Any loss of the industry experience of members of our Board and/or our officers may affect our ability to achieve our business objectives.
 
Two of our directors have significant industry experience. In the event that we lose the services of any of our directors, we will be required to rely upon third party consultants with respect to industry matters, and our ability to achieve our business objectives may be negatively affected, or prove more costly to obtain.  We have not purchased any life insurance on any of our officers or directors.

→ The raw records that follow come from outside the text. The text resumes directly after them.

PR #158, opened 2019-11-08
Tile Renderer optimisations

DamianMadden:
Change tile renderer to curate a sorted list of tiles by priority, using priority insert & insertion sort as this was determined to be best in the near sorted case. Rewrite point to rectangle distance function to optimise, see profiler output before and after (note though this was in debug as release doesn't show symbols, could probably change that in the build settings though):

Function Name	Total CPU [unit, %]	Self CPU [unit, %]	Module
| - vcQuadTree_PointToRectDistance	650 (2.21%)	103 (0.35%)	vaultClient_d3d11.exe
| - vcQuadTree_PointToRectDistance	36 (0.19%)	10 (0.05%)	vaultClient_d3d11.exe

Resolves [AB#252](https://dev.azure.com/euclideon/57c3bd2a-8f94-4578-b195-2e4fa9d8f295/_workitems/edit/252)

### DIFF
--- a/src/rendering/vcTileRenderer.cpp
+++ b/src/rendering/vcTileRenderer.cpp
@@ -58,7 +58,7 @@ struct vcTileRenderer
   struct vcTileCache
   {
     volatile bool keepLoading;
-    udThread *pThreads[8];
+    udThread *pThreads[10];
     udSemaphore *pSemaphore;
     udMutex *pMutex;
     udChunkedArray<vcTileLoadPacked> tileLoadList;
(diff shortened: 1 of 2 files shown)


src/rendering/vcTileRenderer.cpp
```diff
@@ -128,173 +149,157 @@ bool vcTileRenderer_ShouldLoadNode(vcQuadTreeNode *pNode)
   return pNode->renderInfo.tryLoad && pNode->touched && (pNode->renderInfo.loadStatus == vcNodeRenderInfo::vcTLS_InQueue);
 }
 
-void vcTileRenderer_LoadThread(void *pThreadData)
+void vcTileRenderer_PriorityInsert(udChunkedArray<vcTileLoadPacked> *pInput, vcTileRenderer *pRenderer, vcQuadTreeNode *pNode)
```
OsiJr: This function does a lot of stuff that looks like it should be locked?

DamianMadden: This function is used in place of code that previously directly inserted, so in every instance where it's called it should already be locked

peterAdams1014: It's usage is thread safe.

peterAdams1014: This function doesn't appear to work correctly.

The nature of mineral exploration is inherently risky, and we may not ever discover marketable amounts of precious minerals.
 
Exploration for minerals is highly speculative and involves greater risk than many other businesses. Most exploration programs fail to result in the discovery of economically feasible mineralization. Our exploration and mining efforts are subject to the operating hazards and risks common to the industry, such as:
 
 
economically insufficient mineralized materials;
 
decrease in values due to lower metal prices;
 
fluctuations in production cost that may make mining uneconomical;
 
unanticipated variations in grade and other geologic problems;
 
unusual or unexpected formations;
 
difficult surface or underground conditions;
 
metallurgical and other processing problems;
 
environmental hazards;
 
water conditions; and
 
governmental regulations.
 
Any of these risks can adversely affect the feasibility of development of our El Capitan property, production quantities and rates, and costs and expenditures. We currently have no insurance to guard against any of these risks. If we determine that capitalized costs associated with any of our El Capitan property are likely not to be recovered, a write-down of our investment would be necessary. All of these factors may result in unrecoverable losses or cause us to incur potential liabilities, which could have a material adverse effect on our financial position.
 
The effect of these factors cannot be accurately predicted, and the combination of any of these factors may prevent us from selling or otherwise developing the El Capitan property and receiving an adequate return on our invested capital.
 
Extensive government regulation and environmental risks may require us to discontinue or delay our  exploration activities.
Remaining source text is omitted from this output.